Heading Sensor

Muddy13

New Member
Joined
6 Jul 2016
Messages
17
Visit site
I have just bought a Sadler 29 and would like to install a heading sensor. I've been looking at the simrad/b&g Precision-9. Does anyone have any experience with it? I was planning to mount it below deck near the chart table.

Thanks, Steve.
 
You only need that if you have an NMEA200 system that needs it for the autopilot, otherwise its just a very expensive compass. In any event a gps either inbuilt into a plotter or separate will give you COG (Course over ground) which is your true (in the sense of not magnetic) heading whichever way the boat is actually pointing. If the Precision 9 is a fluxgate compass it in effect an electonic device that reads a magnetic compass, as such it will need careful positioning. My own boat has a fluxgate compass for its autopilot but there is no reason why an autopilot cannot use COG or bearing to waypoint for control.

EDIT: As an aside a sailing boat in tidal waters still needs you do your own thinking and make allowances for tide in setting a cross tide course to a waypoint. If you leave that up to a simple autopilot it will just keep pointing the boat at the waypoint and end up fighting the tide instead of using it.
 
Last edited:
Thanks for the comments. I'm looking to get a B&G Vulcan 7 plotter which has a Sailsteer function for calculating the best tack to get to the next waypoint using tide,heading and wind data - hence the question. The side issue is that the deck compass is broken so the plan was to replace it with a heading device and use a hand-held if the lights went off.. There is a cheaper option (http://www.bandg.com/en-GB/Products/ZG100-GPS/) which is not a great deal more that a replacement deck compass.

Cheers, Steve.
 
Check out the Lowrance Point-1... I use it with a couple of B&G Zeus displays.. and it is good enough for chart/radar overlay. Marpa even works quite well with it.. although the spec does say it's not approved for Marpa.

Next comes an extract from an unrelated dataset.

PR #1572, opened 2022-04-18
CASSANDRA-17560: Migrate track_warnings to more standard naming conventions and use latest configuration types rather than long

dcapwell:


test/unit/org/apache/cassandra/config/YamlConfigurationLoaderTest.java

I see it' looks the same as the ZG100... Might be easier/cheaper to find. Lowrance Point-1 or B&G ZG100
 
An ordinary magnetic compass that works even if all the electrics fail is something every boat should have. The second device you have linked to is a GPS with NMEA 2000 connection, but if you are buying a Vulcan 7 plotter that has its own internal GPS antenna, you don't need an external one if the plotter is going to be cockpit mounted. Save the cost for something you really need.

If you really want an NMEA2000 antenna, look on e-bay. If you are quick this one can be had for £50! http://www.ebay.co.uk/itm/GARMIN-GP...774230?hash=item25bdb87c56:g:eu4AAOSwubRXH1JP

EDIT: That one has no mount, but you can fit it quite easily under the deck somewhere that has no metal fittings above it.
 
Last edited:
You have every right to be irritated if I answer a different question telling you something you already know since I have no experience of the Precision-9 but just in case...

Consider what else you need in your set-up. You'd want a fancy gyro compass for two reasons: MARPA and autopilot. If you don't need either you don't need something that expensive with a fast heading output. As Martin_J said, the B&G ZG100 is also sold with simrad and lowrance stickers slightly cheaper:
http://www.panbo.com/archives/2013/02/navico_new_gpsheading_sensor_vhfgps_handheld.html

These give you GPS as well as magnetic heading, but NOT fast enough to be "approved" for MARPA.

If you don't have an autopilot, or have an old rubbish autopilot you might want to upgrade, think about whether you want one before splashing out on a separate fast heading gyro compass. The right autopilot system for you might come bundled with a heading sensor which will also work for MARPA.